▶ [What the exercise asks] Of all the lines in the material, how many carry the string "from"? Respond with the number by itself.

▶ [Input]
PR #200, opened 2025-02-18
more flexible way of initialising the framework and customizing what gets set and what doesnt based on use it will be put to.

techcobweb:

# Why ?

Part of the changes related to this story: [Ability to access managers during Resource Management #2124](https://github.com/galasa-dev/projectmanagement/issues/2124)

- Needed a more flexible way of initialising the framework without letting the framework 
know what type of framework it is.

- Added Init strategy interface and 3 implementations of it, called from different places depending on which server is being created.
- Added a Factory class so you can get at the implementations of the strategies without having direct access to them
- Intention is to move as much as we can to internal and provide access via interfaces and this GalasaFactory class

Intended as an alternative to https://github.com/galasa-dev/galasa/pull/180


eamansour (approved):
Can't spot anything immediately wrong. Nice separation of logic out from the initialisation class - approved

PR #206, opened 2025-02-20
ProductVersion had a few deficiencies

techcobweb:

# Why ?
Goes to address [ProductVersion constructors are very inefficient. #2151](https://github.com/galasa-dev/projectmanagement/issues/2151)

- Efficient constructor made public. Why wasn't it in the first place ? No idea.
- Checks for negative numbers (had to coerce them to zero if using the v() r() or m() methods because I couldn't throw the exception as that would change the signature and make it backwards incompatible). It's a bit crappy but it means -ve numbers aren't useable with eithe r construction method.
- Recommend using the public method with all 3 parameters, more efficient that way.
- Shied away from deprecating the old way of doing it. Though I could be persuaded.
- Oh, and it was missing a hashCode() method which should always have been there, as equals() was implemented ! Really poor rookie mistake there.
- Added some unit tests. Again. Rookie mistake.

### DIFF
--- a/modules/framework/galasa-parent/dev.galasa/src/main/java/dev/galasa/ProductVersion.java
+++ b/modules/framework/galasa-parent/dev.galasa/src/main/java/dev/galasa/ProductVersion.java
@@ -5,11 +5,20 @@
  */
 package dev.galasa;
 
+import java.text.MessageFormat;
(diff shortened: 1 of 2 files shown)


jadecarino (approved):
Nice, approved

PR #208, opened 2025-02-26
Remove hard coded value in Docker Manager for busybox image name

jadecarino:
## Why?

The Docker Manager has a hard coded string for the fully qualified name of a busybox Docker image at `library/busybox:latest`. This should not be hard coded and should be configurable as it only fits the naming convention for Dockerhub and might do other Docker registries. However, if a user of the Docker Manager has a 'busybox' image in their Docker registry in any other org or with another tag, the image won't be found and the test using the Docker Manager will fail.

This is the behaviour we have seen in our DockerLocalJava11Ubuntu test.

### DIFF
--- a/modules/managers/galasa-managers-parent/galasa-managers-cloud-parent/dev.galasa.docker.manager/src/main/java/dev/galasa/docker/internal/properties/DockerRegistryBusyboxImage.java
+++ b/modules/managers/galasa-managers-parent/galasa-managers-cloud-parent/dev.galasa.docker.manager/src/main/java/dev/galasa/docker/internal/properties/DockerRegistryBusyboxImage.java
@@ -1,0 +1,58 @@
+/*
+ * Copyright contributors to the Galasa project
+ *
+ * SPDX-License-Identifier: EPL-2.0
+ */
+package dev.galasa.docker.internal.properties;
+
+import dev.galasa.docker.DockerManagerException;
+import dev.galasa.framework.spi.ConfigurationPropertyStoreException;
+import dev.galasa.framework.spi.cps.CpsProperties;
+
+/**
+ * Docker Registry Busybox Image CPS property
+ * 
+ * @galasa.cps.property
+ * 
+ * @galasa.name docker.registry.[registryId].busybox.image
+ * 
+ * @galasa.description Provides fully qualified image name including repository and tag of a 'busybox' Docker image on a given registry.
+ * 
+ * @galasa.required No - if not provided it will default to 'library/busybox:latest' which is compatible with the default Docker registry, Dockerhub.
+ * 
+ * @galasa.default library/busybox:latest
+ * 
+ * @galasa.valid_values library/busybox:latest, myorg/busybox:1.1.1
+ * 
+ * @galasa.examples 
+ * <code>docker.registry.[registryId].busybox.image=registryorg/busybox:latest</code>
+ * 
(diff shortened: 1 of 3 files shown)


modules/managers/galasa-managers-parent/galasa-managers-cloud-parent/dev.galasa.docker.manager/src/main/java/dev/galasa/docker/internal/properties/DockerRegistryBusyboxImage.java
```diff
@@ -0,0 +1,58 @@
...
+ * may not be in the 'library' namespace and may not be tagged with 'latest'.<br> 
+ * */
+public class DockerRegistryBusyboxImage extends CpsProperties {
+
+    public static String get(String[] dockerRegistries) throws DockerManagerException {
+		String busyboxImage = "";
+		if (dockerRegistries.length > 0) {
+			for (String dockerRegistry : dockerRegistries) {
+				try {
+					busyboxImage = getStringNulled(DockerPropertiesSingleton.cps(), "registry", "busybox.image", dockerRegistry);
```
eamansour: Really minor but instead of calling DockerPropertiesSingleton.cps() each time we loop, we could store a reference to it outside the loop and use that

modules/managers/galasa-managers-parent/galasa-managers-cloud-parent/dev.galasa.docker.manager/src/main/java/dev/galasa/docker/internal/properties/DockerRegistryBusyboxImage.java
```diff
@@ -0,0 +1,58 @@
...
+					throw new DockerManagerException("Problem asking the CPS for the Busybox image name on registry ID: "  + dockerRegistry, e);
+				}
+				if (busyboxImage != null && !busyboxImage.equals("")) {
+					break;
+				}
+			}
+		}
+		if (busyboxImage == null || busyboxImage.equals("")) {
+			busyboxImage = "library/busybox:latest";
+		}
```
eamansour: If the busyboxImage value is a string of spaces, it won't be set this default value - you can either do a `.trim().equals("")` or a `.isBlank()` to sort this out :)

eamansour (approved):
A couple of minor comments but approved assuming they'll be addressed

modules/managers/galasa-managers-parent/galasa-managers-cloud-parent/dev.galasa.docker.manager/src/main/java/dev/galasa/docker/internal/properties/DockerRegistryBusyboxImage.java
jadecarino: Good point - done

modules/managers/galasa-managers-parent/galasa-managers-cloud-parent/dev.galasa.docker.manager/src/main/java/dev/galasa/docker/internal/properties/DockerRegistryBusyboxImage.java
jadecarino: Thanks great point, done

▶ [Solution to this exercise] 3